L’article 28(a) du projet de loi traite de la gestion des maladies chroniques après l’épuisement de la couverture sociale d’assurance maladie. Cela soulève également des inquiétudes quant à d’éventuels chevauchements ou conflits entre le fonds d’urgence, de maladies chroniques et graves et l’assurance maladie sociale. Des lignes directrices claires sont nécessaires pour éviter de tels problèmes. Les maladies chroniques comme les maladies cardiaques, le cancer ou le diabète sont connues pour nécessiter des soins de longue durée, il est évident qu’elles épuiseraient les assurances sociales une fois diagnostiquées. Ces maladies ne seraient-elles alors pas transférées vers le fonds des maladies chroniques au lieu d’attendre qu’elles épuisent l’assurance-maladie?

Le projet de loi ne parvient pas non plus à aborder de manière globale la responsabilité sociale. La composition du conseil d’administration de l’Autorité, décrite à l’article 7(1), manque de représentation des principales parties prenantes telles que les organisations de la société civile (OSC) et le secteur privé. Ces entités jouent un rôle important dans la garantie de la responsabilité, c’est pourquoi la nécessité de leur inclusion dans la gestion du fonds ne peut être surestimée.

Afin d’aligner le projet de loi sur l’assurance maladie sociale de 2023 avec les principes de la politique de santé du Kenya 2014-2030 et de répondre à ces préoccupations critiques, l’AFIDEP propose les recommandations suivantes :

• Équité et capacité de payer : Élaborer des stratégies claires pour mettre en commun de manière cohérente et prévisible les ressources du secteur privé, garantissant ainsi un accès équitable aux soins de santé.

• Efficacité : Veiller à ce que le projet de loi favorise l’efficacité dans la prestation des soins de santé, en mettant l’accent sur la rentabilité et l’utilisation optimale des ressources.

• Abordabilité : Fonder les prélèvements proposés sur des preuves et prendre en compte l’impact économique plus large des décisions du secteur de la santé.

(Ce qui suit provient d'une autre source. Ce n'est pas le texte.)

PR #243, opened 2016-03-16
Preinstall psycopg2

DoriftoShoes:


packages/st2mistral/debian/rules
```diff
@@ -33,5 +33,5 @@ override_dh_installdeb:
 	dh_installdeb
 
 override_dh_virtualenv:
-	dh_virtualenv --extra-pip-arg '--find-links=$(WHEELDIR)' \
+	dh_virtualenv --extra-pip-arg '--find-links=$(WHEELDIR)' --preinstall psycopg2 \
```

• Qualité des soins : S’efforcer d’améliorer la qualité des soins de santé, en réduisant le besoin de couverture d’assurance privée supplémentaire.

• Responsabilité sociale : Inclure une représentation des OSC et du secteur privé au conseil d’administration de l’Autorité de santé sociale pour renforcer la responsabilité sociale et l’implication des parties prenantes.

La poursuite de la CSU par le Kenya est une entreprise louable qui nécessite un examen attentif et des solutions globales. L’AFIDEP à travers le projet Advance Domestic Health Finance apporte un appui au gouvernement du Kenya dans la prestation de soins de santé de qualité et abordables à tous les Kenyans. Le projet de loi sur l’assurance maladie sociale de 2023 représente un pas important dans cette direction. Cependant, il est crucial de résoudre les problèmes mis en évidence pour garantir que le projet de loi atteigne efficacement ses objectifs, en apportant des soins de santé accessibles et de haute qualité à tous les Kenyans tout en maintenant la viabilité financière. Ce n’est qu’ainsi que nous pourrons nous rapprocher d’une nation plus saine et plus prospère.